• Problem: The answer must restate every entry exactly as it appears.

• Dataset content:

PR #377, opened 2023-05-04
Filter implied points directly

rsheeter:
Exporing one of my own suggestions on #368


anthrotype (approved):
I like this, much better thanks! LGTM (need clippy fixes)

anthrotype:
I'm going to merge so I can apply the rest of my changes to my branch and avoid conflicts

PR #378, opened 2023-05-04
Reuse temporary allocations for implied on curve filtering

dfrg:
Allocates temporary  `pts` and `quad_pts` buffers in `simple_glyphs_from_kurbo` that are reused for each path element.

Also changes the `first` and `last` contour point methods in `InterpolatableContourBuilder` to return iterators which can be compared with the `Iterator::eq` method (rather than allocating vecs for comparison).


anthrotype (approved):
Ah yes, I see what you meant now! LGTM

PR #384, opened 2023-05-05
Add log support to table packing

cmyr:
Logging will be important for things like table splitting and promotion, so this makes the log crate a non-dev dependency in `write-fonts`.


cmyr:
nm, I'll bundle this with another commit in #385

• Task answer:
PR #377, opened 2023-05-04
Filter implied points directly

rsheeter:
Exporing one of my own suggestions on #368


anthrotype (approved):
I like this, much better thanks! LGTM (need clippy fixes)

anthrotype:
I'm going to merge so I can apply the rest of my changes to my branch and avoid conflicts

PR #378, opened 2023-05-04
Reuse temporary allocations for implied on curve filtering

dfrg:
Allocates temporary  `pts` and `quad_pts` buffers in `simple_glyphs_from_kurbo` that are reused for each path element.

Also changes the `first` and `last` contour point methods in `InterpolatableContourBuilder` to return iterators which can be compared with the `Iterator::eq` method (rather than allocating vecs for comparison).


anthrotype (approved):
Ah yes, I see what you meant now! LGTM

PR #384, opened 2023-05-05
Add log support to table packing

cmyr:
Logging will be important for things like table splitting and promotion, so this makes the log crate a non-dev dependency in `write-fonts`.


cmyr:
nm, I'll bundle this with another commit in #385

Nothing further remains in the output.